START RECORDS PROVIDED

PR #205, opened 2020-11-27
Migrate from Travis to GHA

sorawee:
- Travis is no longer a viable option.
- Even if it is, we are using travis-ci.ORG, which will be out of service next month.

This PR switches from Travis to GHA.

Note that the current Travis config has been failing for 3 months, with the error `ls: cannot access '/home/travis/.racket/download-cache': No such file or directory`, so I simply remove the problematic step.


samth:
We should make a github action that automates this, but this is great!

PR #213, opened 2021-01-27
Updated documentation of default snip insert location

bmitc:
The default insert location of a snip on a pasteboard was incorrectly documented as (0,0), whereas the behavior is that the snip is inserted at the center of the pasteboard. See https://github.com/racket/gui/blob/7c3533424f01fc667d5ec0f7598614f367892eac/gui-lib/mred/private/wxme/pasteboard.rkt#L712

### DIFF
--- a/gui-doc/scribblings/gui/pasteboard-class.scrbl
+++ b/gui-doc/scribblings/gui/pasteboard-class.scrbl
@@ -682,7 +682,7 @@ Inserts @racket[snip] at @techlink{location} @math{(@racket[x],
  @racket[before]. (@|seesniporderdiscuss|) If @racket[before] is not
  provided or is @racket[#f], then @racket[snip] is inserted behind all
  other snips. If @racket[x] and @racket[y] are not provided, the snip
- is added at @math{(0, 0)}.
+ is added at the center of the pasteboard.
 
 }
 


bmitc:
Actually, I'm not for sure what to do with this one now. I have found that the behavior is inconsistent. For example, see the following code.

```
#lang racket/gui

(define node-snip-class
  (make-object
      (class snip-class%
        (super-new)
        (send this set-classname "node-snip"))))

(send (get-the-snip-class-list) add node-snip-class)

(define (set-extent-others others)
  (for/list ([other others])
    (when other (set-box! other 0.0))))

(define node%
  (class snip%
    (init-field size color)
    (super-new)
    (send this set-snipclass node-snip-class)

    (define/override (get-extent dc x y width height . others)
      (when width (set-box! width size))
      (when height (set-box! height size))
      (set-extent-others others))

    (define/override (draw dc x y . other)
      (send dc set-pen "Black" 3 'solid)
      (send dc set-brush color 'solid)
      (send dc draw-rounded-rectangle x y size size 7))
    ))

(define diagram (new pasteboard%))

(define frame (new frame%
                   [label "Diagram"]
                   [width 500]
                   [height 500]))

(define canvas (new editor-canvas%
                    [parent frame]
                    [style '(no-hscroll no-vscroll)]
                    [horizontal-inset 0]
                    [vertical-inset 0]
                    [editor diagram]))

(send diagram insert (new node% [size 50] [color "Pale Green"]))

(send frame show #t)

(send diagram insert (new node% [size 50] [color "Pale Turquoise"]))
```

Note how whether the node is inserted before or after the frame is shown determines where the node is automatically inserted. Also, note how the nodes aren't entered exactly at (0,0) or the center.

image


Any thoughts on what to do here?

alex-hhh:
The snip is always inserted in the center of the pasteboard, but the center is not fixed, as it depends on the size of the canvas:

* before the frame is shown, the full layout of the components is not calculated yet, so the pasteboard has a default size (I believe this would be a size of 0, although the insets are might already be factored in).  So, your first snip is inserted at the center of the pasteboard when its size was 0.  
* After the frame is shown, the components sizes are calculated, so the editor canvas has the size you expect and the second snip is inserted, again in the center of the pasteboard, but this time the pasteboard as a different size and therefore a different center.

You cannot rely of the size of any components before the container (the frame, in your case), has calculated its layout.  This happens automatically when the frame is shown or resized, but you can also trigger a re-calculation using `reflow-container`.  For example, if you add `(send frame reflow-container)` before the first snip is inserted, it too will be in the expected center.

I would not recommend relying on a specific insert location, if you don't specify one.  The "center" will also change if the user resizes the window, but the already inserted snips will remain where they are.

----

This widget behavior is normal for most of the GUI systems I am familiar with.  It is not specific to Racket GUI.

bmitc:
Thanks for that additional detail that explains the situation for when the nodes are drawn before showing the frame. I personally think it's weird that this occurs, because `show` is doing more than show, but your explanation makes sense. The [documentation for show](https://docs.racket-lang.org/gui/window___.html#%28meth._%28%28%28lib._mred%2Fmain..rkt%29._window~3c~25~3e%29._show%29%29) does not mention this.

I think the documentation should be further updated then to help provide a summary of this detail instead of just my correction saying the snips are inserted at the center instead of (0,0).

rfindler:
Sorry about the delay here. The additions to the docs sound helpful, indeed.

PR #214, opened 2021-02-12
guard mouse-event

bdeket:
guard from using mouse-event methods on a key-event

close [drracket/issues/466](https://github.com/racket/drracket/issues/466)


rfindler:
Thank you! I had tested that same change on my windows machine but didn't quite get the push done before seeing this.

END RECORDS PROVIDED
START RECORDS PROVIDED

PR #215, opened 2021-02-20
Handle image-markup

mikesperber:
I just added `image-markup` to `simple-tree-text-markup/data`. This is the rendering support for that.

END RECORDS PROVIDED

● TASK INSTRUCTIONS: From the listing above, copy out each line where the word "event" appears.

● SOLUTION TO THIS EXERCISE:
guard mouse-event
guard from using mouse-event methods on a key-event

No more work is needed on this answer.